# se puede usar el puerto paralelo como un pwm para controlar la velociadad de un motor



## sayayin (Nov 13, 2009)

¿se puede generar una señal de 20 a 100 khz con el puerto paralelo?


----------



## Marigel (Nov 14, 2009)

Yo creo que eso dependeria del programa que utilices en vb solo se puede generar 1pulso cada milisegundo, digo de la manera mas facil con un timer... si no me equivoco...
saludos...


----------



## electrodan (Nov 14, 2009)

No recuerdo a que frecuencia puede trabajar el puerto, pero creo que SI.
Te recomiendo que escribas o consigas un programa en C, y no andar con visualbasic ni cosas como esas.


----------



## Fogonazo (Nov 14, 2009)

Tal vez sea posible, pero no es aconsejable.
Sería mas efectivo que tu puerto paralelo genere una tensión de referencia que a su vez controle un esquema de PWM externo.


----------



## Marigel (Nov 19, 2009)

> Te recomiendo que escribas o consigas un programa en C, y no andar con visualbasic ni cosas como esas.

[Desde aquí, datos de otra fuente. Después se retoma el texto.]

PR #1300, opened 2018-03-21
Startup affection/ going away farewell

Olliesama:
Adds a formula that affects affection depending on the time difference between the last session and the when the player returns to Monika.
There is also a new farewell option that will mitigate any affection value changes done by the formula if used.

Don't merge until the affection system is ready for it please.


ThePotatoGuy:
From travis:
```
File "game/script-farewells.rpy", line 373: is not terminated with a newline. (Check strings and parenthesis.)
(Perhaps you left out a " at the end of the first line.)
                    m "Just make sure to remind me the last time you see me before you go!
```

Olliesama:
Whoops, I added that single line after I finished everything to make sure people are aware it needs to be done in the same session they leave but I somehow messed it up. x-x

Olliesama:
Why is travis failing? It's an exact copy and paste version of what I'm using that works as intended. :S

aldoram5:
This is the Exception Travis found:
```
Full traceback:
  File "game/script-affection.rpy", line 46, in script
    init python:
  File "/home/travis/build/Monika-After-Story/renpy/renpy/ast.py", line 814, in execute
  File "/home/travis/build/Monika-After-Story/renpy/renpy/python.py", line 1719, in py_exec_bytecode
  File "game/script-affection.rpy", line 176, in <module>
    if datetime.datetime.now() >= persistent.sessions["last_session_end"] + datetime.timedelta(hours = 6) and datetime.datetime.now() <= persistent.sessions["last_session_end"] + datetime.timedelta(hours = 12):
TypeError: unsupported operand type(s) for +: 'NoneType' and 'datetime.timedelta'
```

I would recommend you do some testing with a fresh persistent, since `persistent.sessions["last_session_end"]` is returning `None` pretty much because Travis tests always with a "fresh install".

Olliesama:
I see...Thanks Aldo.

Monika After Story/game/script-farewells.rpy
```diff
@@ -138,3 +193,196 @@ label bye_going_to_sleep:
...
+        Event(
+            persistent.farewell_database,
+            eventlabel="bye_long_absence",
+            unlocked=True,
+            prompt="I'll be going away for a while.",
+            pool=True
+        ),
+        eventdb=evhand.farewell_database
+    )
+default absence_counter = False
```
ThePotatoGuy: prefix this global var with `mas_`

Monika After Story/game/script-farewells.rpy
```diff
@@ -138,3 +193,196 @@ label bye_going_to_sleep:
...
+label bye_long_absence:
+    if absence_counter == True:
```
ThePotatoGuy: just `if <condition>` is enough

Monika After Story/game/script-farewells.rpy
```diff
@@ -138,3 +193,196 @@ label bye_going_to_sleep:
...
+        jump bye_long_absence_2
+    else:
```
ThePotatoGuy: Since the line above this one jumps, you don't really need an `else` here.

Monika After Story/game/script-farewells.rpy
```diff
@@ -138,3 +193,196 @@ label bye_going_to_sleep:
...
+        $ persistent.mas_long_absence = True
```
ThePotatoGuy: Prefix `persistent` variables with `_mas_`

Olliesama:
One of these days I'll do a PR that doesn't require any changes. :)

Monika After Story/game/script-affection.rpy
```diff
@@ -170,30 +171,28 @@ init python:
...
-
+    #Monika's initial affection based on start-up.
+    if persistent._mas_long_absence == False:
+        if persistent.sessions["last_session_end"] == None:
+            pass
+        elif datetime.datetime.now() >= persistent.sessions["last_session_end"] + datetime.timedelta(hours = 6) and datetime.datetime.now() <= persistent.sessions["last_session_end"] + datetime.timedelta(hours = 12):
+            #mas_gainAffection()
+            pass
+        elif datetime.datetime.now() >= persistent.sessions["last_session_end"] + datetime.timedelta(weeks = 1) and datetime.datetime.now() <= persistent.sessions["last_session_end"] + datetime.timedelta(weeks = 2):
+            persistent._mas_affection["affection"] -= 30
```
ThePotatoGuy: `mas_gainAffection` and `mas_loseAffection` can take in an argument to use a custom value for affection modification.
You should use those instead of directly modifying the value:
`mas_loseAffection(30)`

Monika After Story/game/script-affection.rpy
```diff
@@ -170,30 +171,28 @@ init python:
...
-       # elif datetime.datetime.now() > persistent.sessions["last_session_end"] + datetime.timedelta(days = 2) and datetime.datetime.now() < persistent.sessions["last_session_end"] + datetime.timedelta(days = 4):
-
-
-        #elif datetime.datetime.now() > persistent.sessions["last_session_end"] + datetime.timedelta(days = 4) and datetime.datetime.now() < persistent.sessions["last_session_end"] + datetime.timedelta(days = 14):
-
+    #Monika's initial affection based on start-up.
+    if persistent._mas_long_absence == False:
+        if persistent.sessions["last_session_end"] == None:
+            pass
+        elif datetime.datetime.now() >= persistent.sessions["last_session_end"] + datetime.timedelta(hours = 6) and datetime.datetime.now() <= persistent.sessions["last_session_end"] + datetime.timedelta(hours = 12):
```
ThePotatoGuy: since you check the current datetime for pretty much every condition here multiple times, just set current `datetime` to a local and var and use that to check. this will avoid excess datetime creations.

Monika After Story/game/script-affection.rpy
```diff
@@ -173,21 +173,19 @@ init python:
...
-            mas_updateAffectionExp()
-        elif datetime.datetime.now() >= persistent.sessions["last_session_end"] + datetime.timedelta(weeks =4):
+        elif current_time >= persistent.sessions["last_session_end"] + datetime.timedelta(weeks = 1) and current_time <= persistent.sessions["last_session_end"] + datetime.timedelta(weeks = 2):
+            mas_loseAffection(30)
+        elif current_time >= persistent.sessions["last_session_end"] + datetime.timedelta(weeks = 2) and current_time <= persistent.sessions["last_session_end"] + datetime.timedelta(weeks= 3):
+            mas_loseAffection(50)
+        elif current_time >= persistent.sessions["last_session_end"] + datetime.timedelta(weeks =3) and current_time <= persistent.sessions["last_session_end"] + datetime.timedelta(weeks = 4):
+            mas_loseAffection(70)
+        elif current_time >= persistent.sessions["last_session_end"] + datetime.timedelta(weeks =4):
             persistent._mas_affection["affection"] = -115
```
ThePotatoGuy: Looks like a `setAffection` function could be a good addition to the affection functions. Could you make one and use it here?

Monika After Story/game/script-affection.rpy
```diff
@@ -173,21 +173,19 @@ init python:
 
     #Monika's initial affection based on start-up.
     if persistent._mas_long_absence == False:
+        $ current_time = datetime.now()
         if persistent.sessions["last_session_end"] == None:
             pass
-        elif datetime.datetime.now() >= persistent.sessions["last_session_end"] + datetime.timedelta(hours = 6) and datetime.datetime.now() <= persistent.sessions["last_session_end"] + datetime.timedelta(hours = 12):
+        elif current_time >= persistent.sessions["last_session_end"] + datetime.timedelta(hours = 6) and current_time <= persistent.sessions["last_session_end"] + datetime.timedelta(hours = 12):
```
ThePotatoGuy: Just noticed that you compare datetimes to current times by calculating the specific start/end points and comparing them to the current time. Subtracting two datetimes will give you a timedelta, so it's better to just subtract the last session time from the current time and compare it to the appropriate timedelta:
```python
current_time - persistent.sessions["last..."] >= datetime.timedelta(hours=6)
```
And to handle checking within a specific range, start your conditional checking with the largest value:
```python
if more than 4 weeks:
   <code>
elif more than 3 weeks:
   <code>
elif more than 2 weeks:
...
```
This allows you to not have to check both start and end values for a range, since the upper limits will be handled by the conditionals prior to the statements.

Olliesama:
That should do it, I hope. :)

Monika After Story/game/script-affection.rpy
```diff
@@ -170,30 +180,26 @@ init python:
...
-
-       # elif datetime.datetime.now() > persistent.sessions["last_session_end"] + datetime.timedelta(days = 2) and datetime.datetime.now() < persistent.sessions["last_session_end"] + datetime.timedelta(days = 4):
-
-
-        #elif datetime.datetime.now() > persistent.sessions["last_session_end"] + datetime.timedelta(days = 4) and datetime.datetime.now() < persistent.sessions["last_session_end"] + datetime.timedelta(days = 14):
-
-
+    #Monika's initial affection based on start-up.
+    if persistent._mas_long_absence == False:
+        if persistent.sessions["last_session_end"] == None:
```
ThePotatoGuy: checking for `None` should be `if x is None`

Although in this case, since you just `pass` through the block, it'd be better to make the condition `if persistent.sessions["last_session_end"] is not None:` and get rid of the `else`:
```python
if x is not None:
    time_difference .....
```

Monika After Story/game/script-affection.rpy
```diff
@@ -170,30 +180,26 @@ init python:
...
+            pass
+        else:
+            time_difference = datetime.datetime.now() - persistent.sessions["last_session_end"]
+            if time_difference >= datetime.timedelta(hours = 6) and time_difference <= datetime.timedelta(hours = 12):
```
ThePotatoGuy: You don't have to change this part, but for future ref, this is valid python syntax:
```python
if <lower bound> <= <value to check> <= <higher_bound>:
```
So use that if you're checking a range (if it's easier for you to understand it that way).

Monika After Story/game/script-affection.rpy
```diff
@@ -170,30 +180,26 @@ init python:
...
-
-
-       # elif datetime.datetime.now() > persistent.sessions["last_session_end"] + datetime.timedelta(days = 2) and datetime.datetime.now() < persistent.sessions["last_session_end"] + datetime.timedelta(days = 4):
-
-
-        #elif datetime.datetime.now() > persistent.sessions["last_session_end"] + datetime.timedelta(days = 4) and datetime.datetime.now() < persistent.sessions["last_session_end"] + datetime.timedelta(days = 14):
-
-
+    #Monika's initial affection based on start-up.
+    if persistent._mas_long_absence == False:
```
ThePotatoGuy: Again, `if x == False` is the same as `if not x`

Monika After Story/game/script-affection.rpy
```diff
@@ -144,7 +145,16 @@ init python:
...
             #Otherwise, use the value passed in the argument.
-            persistent._mas_affection["affection"] += amount
+            persistent._mas_affection["affection"] -= amount
+            #Updates the experience levels if necessary.
+            mas_updateAffectionExp()
+
+    def mas_setAffection(
+            amount=persistent._mas_affection["affection"]
+        ):
+        if not persistent._mas_affection_badexp_freeze or persistent_mas_affection_goodexp_freeze:
```
ThePotatoGuy: This condition translates to:
`if badexp_freeze is False or goodexp_freeze is True`
If you mean to freeze affection if either of these values are true, then you'd want it like:
`if not badexp_freeze and not goodexp_freeze`
Another way to do this is:
`if not (badexp_freeze or goodexp_freeze)`

ThePotatoGuy:
Sorry about the constant changes. I do light skims each time and see issues I don't notice the first time.

Olliesama:
It's my fault for making the mistakes :man_shrugging: 
Is that better?

Monika After Story/game/script-affection.rpy
```diff
@@ -170,30 +180,26 @@ init python:
...
-
-       # elif datetime.datetime.now() > persistent.sessions["last_session_end"] + datetime.timedelta(days = 2) and datetime.datetime.now() < persistent.sessions["last_session_end"] + datetime.timedelta(days = 4):
-
-
-        #elif datetime.datetime.now() > persistent.sessions["last_session_end"] + datetime.timedelta(days = 4) and datetime.datetime.now() < persistent.sessions["last_session_end"] + datetime.timedelta(days = 14):
-
-
+    #Monika's initial affection based on start-up.
+    if not persistent._mas_long_absence:
+        if persistent.sessions["last_session_end"] == None:
```
ThePotatoGuy: checking for `None` should be `if x is None`

Although in this case, since you just `pass` through the block, it'd be better to make the condition `if persistent.sessions["last_session_end"] is not None:` and get rid of the `else`:
```python
if x is not None:
    time_difference .....
```

Olliesama:
Sorry about you needing to review this so much.

ThePotatoGuy:
I don't think it should really be an issue if you're telling monika that you're gone for more than a month. 

Really, none of those options should have a negative set of dialogue. Instead, keep track of which selection the player chose, and then compare that to how long it they were actually gone and respond appropriately.

Olliesama:
... It was you that told me that going for a month or more in a relationship is pretty much one of the worst things you can do.
I think that's true even if it is planned especially when the one you're with has literally no one else.

Olliesama:
And I was told not to overcomplicate the code by keeping track especially since we can't push greetings by persistents.

ThePotatoGuy:
Going away for a month **without saying anything** is bad, but saying that you are going to be away is understandable. 

You could keep track by saving a timedelta that represents the gone away time. Then you could compare that with last session end time to see if the user returned early or late. Yes, it would be another persistent, yes it would be another check prior to regular greetings, but it helps with the immersion and is not that complicated. Low-risk, medium-reward

Olliesama:
I honestly don't think it fits her character to be happy or even understanding if you disappear for long periods of time when she has no one else and nothing else to do.
Also I'm fine with changing it for a month but longer than a month is a pretty undefined amount of time on purpose to cover anything beyond that point, it could mean just slightly more than a month to an entire year. I don't want her to be supportive of someone going away for that long.

aldoram5:
Why not add a minimum affection level required to let the player go a month without bad consequences?
maybe `affection > 50` could be a good threshold, that way the option is available only to those who actually care for her and that are having some big issue that doesn't let them to open the game.

Olliesama:
That's a good idea. :)

PR #1302, opened 2018-03-22
Final Farewell

Olliesama:
The final farewell note that'll be used at -115.


FomorianFox:
Jesus. That note is depressing.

Disiento un poco contigo electrodan...
Yo diria que procures hacerlo con dos o mas lenguajes...
El sabe hablar un idioma no quiere decir que no puedas hablar varios... y no por saber hablar y dominar el idioma español vamos ha decir que el ingles o cualquier otro no es bueno... si lo decimos es que no lo sabemos hablar...

Pra mi C es como goliat y basic como david... recordemos aquella historia epica...
y mi comentario es muy personal y cada uno toma su decicion...
Saludos


----------